Mendengar teriakan Nata, Angga sekilas berbalik. “CEPETAN! LAMA BANGET LO.”

Mendengar teriakan Angga yang menggema, Nata mengeluarkan jari tengahnya dari kejauhan.

Brakk...

“Halah, taik.” Nata terjatuh saat memberi Angga jari tengah.

Celana dan bajunya sekarang kotor akibat tanah dan lumpur. Ini hari ter-sial bagi Nata.

Dengan cepat dan hati-hati Angga berdiri, ingin mengejar Angga yang sudah jauh di depan sana. Akan tetapi, saat ia berdiri Nata tidak menemukan keberadaan Angga.

Sepertinya tadi bada Angga masih tertangkap oleh netranya.

“ANGGA ....”

“ANGGA ... BERCANDA LO GAK LUCU!” teriak Nata sekali lagi.

Perlahan angin berhembus kencang mengenai kulitnya, bulu tangannya kini bergidik terasa dingin. Langit perlahan menggelap, menandakan sudah menjelang malam.

Nata kemana?

Sekarang masa bodoh dengan baju kotor ataupun dia akan terjatuh lagi. Nata berlari menuju lokasi terakhir Angga berdiri sebelum ia terjatuh.
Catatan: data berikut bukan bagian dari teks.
PR #188, opened 2018-09-05
IE11 fix

markstephens:
With this update the aim is to capture some events we've realised we're missing from IE11.

The changes mean o-tracking will fall back to image requests for IE11 when the AJAX version fails.
I have also added the transport method used to all requests so we can get stats on this.

This chart shows we are missing about 3% of events by not using Image tags (it's a subtraction of the IE11 test events from normal events, the pink area shows additional events we haven't been capturing)
screen shot 2018-09-05 at 10 31 38

But, this chart shows Image tags by themselves are not reliable enough, so we need to use the combination of AJAX and Image to try and get the most reliable result. (The image line is generally about 3%-5% below the AJAX line.)
screen shot 2018-09-05 at 10 31 45

### DIFF
--- a/src/javascript/core/send.js
+++ b/src/javascript/core/send.js
@@ -7,7 +7,7 @@ const settings = require('./settings');
 const utils = require('../utils');
 const Queue = require('./queue');
 const transports = require('./transports');
-const ie11 = function () { return !!window.MSInputMethodContext && !!document.documentMode };
+const ie11 = function () { return !!window.MSInputMethodContext && !!document.documentMode; };
 /**
  * Default collection server.
  */
@@ -80,9 +80,9 @@ function sendRequest(request, callback) {
 			// If IE11 XHR error, try using image method
 			if (ie11() && transport.name === 'xhr') {
 				let image_method = transports.get('image')();
-				request.system.transport = [request.system.transport,image_method.name].join('-') // Append image label to transport value
+				request.system.transport = [request.system.transport,image_method.name].join('-'); // Append image label to transport value
 				image_method.send(url, JSON.stringify(request));
-				image_method.complete(function () {	
+				image_method.complete(function () {
 					if (callback) {
 						callback();
 					}
--- a/src/javascript/core/send.js
+++ b/src/javascript/core/send.js
@@ -7,7 +7,7 @@ const settings = require('./settings');
 const utils = require('../utils');
 const Queue = require('./queue');
 const transports = require('./transports');
-const ie11 = function () { return !!window.MSInputMethodContext && !!document.documentMode; };
+const isIe11 = function () { return !!window.MSInputMethodContext && !!document.documentMode; };
 /**
  * Default collection server.
  */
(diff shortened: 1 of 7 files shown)


test/core/send.test.js
```diff
@@ -223,6 +226,41 @@ describe('Core.Send', function () {
...
+			window.Image = sinon.stub().returns(dummyImage);
+
+			server.respondWith([500, { "Content-Type": "plain/text", "Content-Length": 5 }, "NOT OK"]);
+			Send.addAndRun(request);
+			server.respond();
+			// Respond OK for the image
+			server.respondWith([200, { "Content-Type": "plain/text", "Content-Length": 2 }, "OK"]);
+			server.respond();
+
+			console.log(dummyImage);
```
rowanbeentje: Was this meant to still be here?

Otherwise this is adding a chunk of complexity to the callback path but looks good and seems worth it for 3-5% of calls!

markstephens: good spot, i will remove the logging.

Yes, it's a bit busy on the callback area, but I also think worth it.

src/javascript/core/send.js
```diff
@@ -7,6 +7,7 @@ const settings = require('./settings');
 const utils = require('../utils');
 const Queue = require('./queue');
 const transports = require('./transports');
+const ie11 = function () { return !!window.MSInputMethodContext && !!document.documentMode; };
```
wheresrhys:
```
const isIe11 = !!window.MSInputMethodContext && !!document.documentMode;
```

 - execute once on startup and clearer variable name

src/javascript/core/send.js
```diff
@@ -75,15 +77,27 @@ function sendRequest(request, callback) {
...
-			queue.add(request).save();
-
-			utils.broadcast('oErrors', 'log', {
-				error: error.message,
-				info: { module: 'o-tracking' }
-			});
+			// If IE11 XHR error, try using image method
+			if (ie11() && transport.name === 'xhr') {
+				let image_method = transports.get('image')();
+				request.system.transport = [request.system.transport,image_method.name].join('-'); // Append image label to transport value
```
wheresrhys: I would put this comment above the line for legibility. Also... It doesn't explain why the image label is assigned

src/javascript/core/transports/send-beacon.js
```diff
@@ -6,6 +6,7 @@ module.exports = function () {
 		rejecter = reject;
 	});
 	return {
+		name: 'send-beacon',
```
wheresrhys: why not `sendBeacon`?

src/javascript/core/send.js
markstephens: I've updated the variable name. Having within a function makes the tests pass.

src/javascript/core/send.js
markstephens: Updated to be clearer

src/javascript/core/transports/send-beacon.js
markstephens: I don't know! Changed it!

“Tuhan, tolong...” batin Nata.

Ia berhenti. Ia lelah, Nata tidak pernah lari di jalan becek seperti ini. Nata berputar, melihat sekelilingnya. “ANGGA ... LO DI MANA DEK?”

Krekk...

Tunggu, ada sesuatu yang Nata injak. Ia berbunyi, tolong jangan hal aneh.
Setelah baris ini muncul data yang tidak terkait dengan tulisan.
PR #190, opened 2018-11-05
Image uses image

markstephens:
This is a test to see if IE is happier with an image response for Image transport rather than the normal html response from /ingest

See example traffic from a customer
screen shot 2018-11-05 at 12 33 51
It's recognising the AJAX method won't work and falling back to Images, which is great, but then also see the images don't make it through and are aborted.

### DIFF
--- a/src/javascript/core/transports/image.js
+++ b/src/javascript/core/transports/image.js
@@ -6,6 +6,7 @@ module.exports = function () {
 	return {
 		name: 'image',
 		send: function (url, data) {
+			url = url.replace('https://spoor-api.ft.com/ingest', 'https://spoor-api.ft.com/px.gif');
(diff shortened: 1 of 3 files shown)


src/javascript/core/transports/image.js
```diff
@@ -6,6 +6,7 @@ module.exports = function () {
 	return {
 		name: 'image',
 		send: function (url, data) {
+			url = url.replace('https://spoor-api.ft.com/ingest', 'https://spoor-api.ft.com/px.gif');
```
markstephens: I limited it to rewriting the ft.com ingest point only (https://spoor-api.ft.com/ingest) as I didn't want to disrupt NAR in any way (https://github.com/Financial-Times/o-tracking-builder-service/blob/master/views/products/nar.pug#L4)

PR #196, opened 2019-02-08
use ESM insteadof CJS

JakeChampion:


src/javascript/core/transports/image.js
```diff
@@ -20,3 +20,6 @@ module.exports = function () {
 		}
 	};
 };
+
+export default image;
+export { image };
```
chee: this is tricky, these are different between commonjs, commonjs w/ interop and es6

not sure what the best option is here

chee: here, the codeblocks contain the value of the import.

i might be wrong about this, but i think this results in the following:

### commonjs without noInterop `let image = require("./image")`

```js
{image: image, default: image}
```

### commonjs with noInterop `let image = require("./image")`

```js
{default: {image: image, default: image}}
```

### es6 `import image from "./image"`
```
image
```

### es6 `import {image} from "./image"`
```
image
```

chee: i may well be wrong and someone sould probably try it out

notlee:
Closing for now, until a future breaking release: https://github.com/Financial-Times/o-tracking/issues/207

PR #200, opened 2019-03-15
component:view tracking: Modify contentId => componentContentId

fenglish:
Impressions on article pages having both **contentID**(the component's content id) and **rootContentID**(the article's content id) is potentially confusing. We rename **contentID** to **componentContentID** so it is very clear what that applies to.

### DIFF
--- a/src/javascript/events/component-view.js
+++ b/src/javascript/events/component-view.js
@@ -6,7 +6,7 @@ const getTrace = require('../../libs/get-trace');
 const utils = require('../utils');
 
 const TRACKING_ATTRIBUTES = [
-	'contentId',
+	'componentContentId',
 	'type',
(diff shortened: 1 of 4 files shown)


src/javascript/events/component-view.js
```diff
@@ -6,7 +6,7 @@ const getTrace = require('../../libs/get-trace');
 const utils = require('../utils');
 
 const TRACKING_ATTRIBUTES = [
-	'contentId',
+	'componentContentId',
```
JakeChampion: Is this a breaking change?

fenglish: @JakeChampion It is, but this component-view hasn't been used anywhere yet...

PR #201, opened 2019-04-08
Bump ftdomdelegate

liamkeaton:


i-like-robots:
I did not anticipate this issue when re-naming the module but I suppose it is something we need to push through. Part of the work done to publish Origami components to npm was to add mappings for packages with different names, one of those is `ftdomdeletegate` => `dom-delegate`.

https://github.com/Financial-Times/origami-component-converter/blob/4380b360f871728dc8ce04f6eee587ff8e61be76/config/mappings.js

notlee:
I think we can make this non-breaking by using a range, so going to close this one for now: 
https://github.com/Financial-Times/o-tracking/compare/ftdomdelegate-bump

PR #203, opened 2019-04-09
Expose getRootID() on the oTracking object

alexflorisca:
We require Markets Data to add a rootID to the page and pass it into oAds. They don't use n-ui but they do use oTracking, from the build service. This PR enables them to get a rootId for the markets data page.

### DIFF
--- a/test/main.test.js
+++ b/test/main.test.js
@@ -261,4 +261,8 @@ describe('main', function () {
 		assert.equal(data.context.marketing.banner_closed, true);
 		assert.equal(data.context.marketing.segid, '4321');
 	});
+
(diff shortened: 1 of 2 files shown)


test/main.test.js
```diff
@@ -261,4 +261,8 @@ describe('main', function () {
 		assert.equal(data.context.marketing.banner_closed, true);
 		assert.equal(data.context.marketing.segid, '4321');
 	});
+
+	it('should have getRoodID() as an accessible method', () => {
```
rowanmanning:
```suggestion
	it('should have getRootId() as an accessible method', () => {
```

PR #204, opened 2019-05-07
Fix wrong warning for component view

fenglish:
I have added `console.warn` about `window.IntersectionObserve` in wrong place 😱


fenglish:
Thank you! @JakeChampion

Dengan berani walau sedikit takut, ia melihat kearah kakinya. Tepat di bawah kakinya, ia menginjak sebuah ranting dengan ...





... Headphone Angga?

***

“Lo yakin ini rumahnya?” tanya Angga dengan menatap sebuah gerbang rumah.

Ralat! Lebih tepatnya sebuah rumah panggung dihiasi pendopo dan pagar batu yang dihiasi lumut.

Nomor rumahnya pun sudah berdebu.

Apa yakin? Di tengah hutan ini, hanya rumah dihadapan mereka yang ada.

Apa yakin? Ada orang yang tinggal di sini?

“Yakin tidak yakin.”

“Kalo gak yakin mending pulang!” rengek Angga masih ketakutan.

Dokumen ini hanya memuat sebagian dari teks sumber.